── GIVEN INFORMATION ──

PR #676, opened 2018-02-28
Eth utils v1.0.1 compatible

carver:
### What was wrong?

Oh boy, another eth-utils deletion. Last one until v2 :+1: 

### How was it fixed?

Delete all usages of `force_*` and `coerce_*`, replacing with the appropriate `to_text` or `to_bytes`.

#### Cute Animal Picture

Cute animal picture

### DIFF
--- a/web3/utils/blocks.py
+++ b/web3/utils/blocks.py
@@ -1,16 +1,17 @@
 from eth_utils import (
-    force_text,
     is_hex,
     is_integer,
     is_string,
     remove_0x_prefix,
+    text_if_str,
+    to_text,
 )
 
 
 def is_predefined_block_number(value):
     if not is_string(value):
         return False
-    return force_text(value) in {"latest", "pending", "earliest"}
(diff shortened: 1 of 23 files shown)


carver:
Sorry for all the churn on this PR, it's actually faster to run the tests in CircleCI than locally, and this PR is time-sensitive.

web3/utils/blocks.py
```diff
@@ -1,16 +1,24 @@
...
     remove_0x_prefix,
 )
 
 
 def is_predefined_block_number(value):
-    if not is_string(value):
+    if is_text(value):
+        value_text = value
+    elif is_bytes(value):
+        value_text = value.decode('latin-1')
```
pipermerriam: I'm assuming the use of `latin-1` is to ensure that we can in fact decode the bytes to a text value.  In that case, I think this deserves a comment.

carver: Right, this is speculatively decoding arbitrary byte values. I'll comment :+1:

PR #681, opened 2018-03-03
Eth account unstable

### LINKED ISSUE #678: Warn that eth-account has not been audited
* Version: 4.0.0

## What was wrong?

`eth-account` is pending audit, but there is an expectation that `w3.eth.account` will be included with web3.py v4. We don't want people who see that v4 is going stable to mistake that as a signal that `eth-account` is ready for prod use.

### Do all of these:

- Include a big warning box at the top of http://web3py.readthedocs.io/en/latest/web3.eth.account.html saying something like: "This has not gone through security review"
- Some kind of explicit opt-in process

───

Write out all the records again, exactly as they appear.

TASK RESULT »
PR #676, opened 2018-02-28
Eth utils v1.0.1 compatible

carver:
### What was wrong?

Oh boy, another eth-utils deletion. Last one until v2 :+1: 

### How was it fixed?

Delete all usages of `force_*` and `coerce_*`, replacing with the appropriate `to_text` or `to_bytes`.

#### Cute Animal Picture

Cute animal picture

### DIFF
--- a/web3/utils/blocks.py
+++ b/web3/utils/blocks.py
@@ -1,16 +1,17 @@
 from eth_utils import (
-    force_text,
     is_hex,
     is_integer,
     is_string,
     remove_0x_prefix,
+    text_if_str,
+    to_text,
 )
 
 
 def is_predefined_block_number(value):
     if not is_string(value):
         return False
-    return force_text(value) in {"latest", "pending", "earliest"}
(diff shortened: 1 of 23 files shown)


carver:
Sorry for all the churn on this PR, it's actually faster to run the tests in CircleCI than locally, and this PR is time-sensitive.

web3/utils/blocks.py
```diff
@@ -1,16 +1,24 @@
...
     remove_0x_prefix,
 )
 
 
 def is_predefined_block_number(value):
-    if not is_string(value):
+    if is_text(value):
+        value_text = value
+    elif is_bytes(value):
+        value_text = value.decode('latin-1')
```
pipermerriam: I'm assuming the use of `latin-1` is to ensure that we can in fact decode the bytes to a text value.  In that case, I think this deserves a comment.

carver: Right, this is speculatively decoding arbitrary byte values. I'll comment :+1:

PR #681, opened 2018-03-03
Eth account unstable

### LINKED ISSUE #678: Warn that eth-account has not been audited
* Version: 4.0.0

## What was wrong?

`eth-account` is pending audit, but there is an expectation that `w3.eth.account` will be included with web3.py v4. We don't want people who see that v4 is going stable to mistake that as a signal that `eth-account` is ready for prod use.

### Do all of these:

- Include a big warning box at the top of http://web3py.readthedocs.io/en/latest/web3.eth.account.html saying something like: "This has not gone through security review"
- Some kind of explicit opt-in process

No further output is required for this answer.